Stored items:
PR #1867, opened 2025-05-16
Api gateway cuncurrency patch

Lucamadio:
Replaced generic classes with corrensponding of concurrency package (like ConcurrentLinkedQueue, AtomicInteger...) and optimized code using lambdas.
Using the concurrency classes allowed us to remove several synchronized blocks, and by profiling the application with VisualVM, we observed an improvement in resource usage and release

### DIFF
--- a/core/src/main/java/com/predic8/membrane/core/exchangestore/LimitedMemoryExchangeStore.java
+++ b/core/src/main/java/com/predic8/membrane/core/exchangestore/LimitedMemoryExchangeStore.java
@@ -14,18 +14,35 @@
 
 package com.predic8.membrane.core.exchangestore;
 
-import com.predic8.membrane.annot.*;
-import com.predic8.membrane.core.exchange.*;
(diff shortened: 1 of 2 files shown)


predic8:
@Lucamadio thanks for this promising PR. Your PR will be review by coworker as soon as he is back from vacation.
Looking forward to see improvements.

rrayst (approved):

rrayst (commented):
progress update: I'm still on this. (Concurrency is hard...) I still need to think about `HttpEndpointListener`.

(Note: I think `limitedMemoryExchangeStore.lastModification` should probably made `volatile`, as it is accessed (read-) without `synchronized` now.)

Lucamadio:
Thanks for the kind progress update. 
Regarding the <code>lastModification</code> variable, in the class it is always used within synchronized blocks, whereas its getter method 
(from which we removed the synchronized keyword), I couldn’t find any reference where it is actually used. 
Maybe the method could even be removed.

PR #1871, opened 2025-05-21
Improve error message on misplacement of the openapi element

t-burch:


core/src/main/java/com/predic8/membrane/core/cli/RouterCLI.java
```diff
@@ -107,7 +107,12 @@ public static String getExceptionMessageWithCauses(Throwable throwable) {
                 default -> initRouterByConfig(commandLine);
             };
         } catch (InvalidConfigurationException e) {
-            log.error("Fatal error: {}", concatMessageAndCauseMessages(e));
+            String errorMsg = concatMessageAndCauseMessages(e);
+            if (errorMsg.contains("Invalid content was found starting with element '{\"http://membrane-soa.org/proxies/1/\":openapi}'.")) {
```
predic8: Make shorter to match even when the message is slightly different. If the jdk language is german the if does not work

core/src/main/java/com/predic8/membrane/core/cli/RouterCLI.java
```diff
@@ -116,6 +121,10 @@ public static String getExceptionMessageWithCauses(Throwable throwable) {
         return null;
     }
 
+    private static boolean isOpenAPIMisplacedError(String errorMsg) {
```
predic8: Test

Exercise objective: Return every entry verbatim.

Answer to this problem:
PR #1867, opened 2025-05-16
Api gateway cuncurrency patch

Lucamadio:
Replaced generic classes with corrensponding of concurrency package (like ConcurrentLinkedQueue, AtomicInteger...) and optimized code using lambdas.
Using the concurrency classes allowed us to remove several synchronized blocks, and by profiling the application with VisualVM, we observed an improvement in resource usage and release

### DIFF
--- a/core/src/main/java/com/predic8/membrane/core/exchangestore/LimitedMemoryExchangeStore.java
+++ b/core/src/main/java/com/predic8/membrane/core/exchangestore/LimitedMemoryExchangeStore.java
@@ -14,18 +14,35 @@
 
 package com.predic8.membrane.core.exchangestore;
 
-import com.predic8.membrane.annot.*;
-import com.predic8.membrane.core.exchange.*;
(diff shortened: 1 of 2 files shown)


predic8:
@Lucamadio thanks for this promising PR. Your PR will be review by coworker as soon as he is back from vacation.
Looking forward to see improvements.

rrayst (approved):

rrayst (commented):
progress update: I'm still on this. (Concurrency is hard...) I still need to think about `HttpEndpointListener`.

(Note: I think `limitedMemoryExchangeStore.lastModification` should probably made `volatile`, as it is accessed (read-) without `synchronized` now.)

Lucamadio:
Thanks for the kind progress update. 
Regarding the <code>lastModification</code> variable, in the class it is always used within synchronized blocks, whereas its getter method 
(from which we removed the synchronized keyword), I couldn’t find any reference where it is actually used. 
Maybe the method could even be removed.

PR #1871, opened 2025-05-21
Improve error message on misplacement of the openapi element

t-burch:


core/src/main/java/com/predic8/membrane/core/cli/RouterCLI.java
```diff
@@ -107,7 +107,12 @@ public static String getExceptionMessageWithCauses(Throwable throwable) {
                 default -> initRouterByConfig(commandLine);
             };
         } catch (InvalidConfigurationException e) {
-            log.error("Fatal error: {}", concatMessageAndCauseMessages(e));
+            String errorMsg = concatMessageAndCauseMessages(e);
+            if (errorMsg.contains("Invalid content was found starting with element '{\"http://membrane-soa.org/proxies/1/\":openapi}'.")) {
```
predic8: Make shorter to match even when the message is slightly different. If the jdk language is german the if does not work

core/src/main/java/com/predic8/membrane/core/cli/RouterCLI.java
```diff
@@ -116,6 +121,10 @@ public static String getExceptionMessageWithCauses(Throwable throwable) {
         return null;
     }
 
+    private static boolean isOpenAPIMisplacedError(String errorMsg) {
```
predic8: Test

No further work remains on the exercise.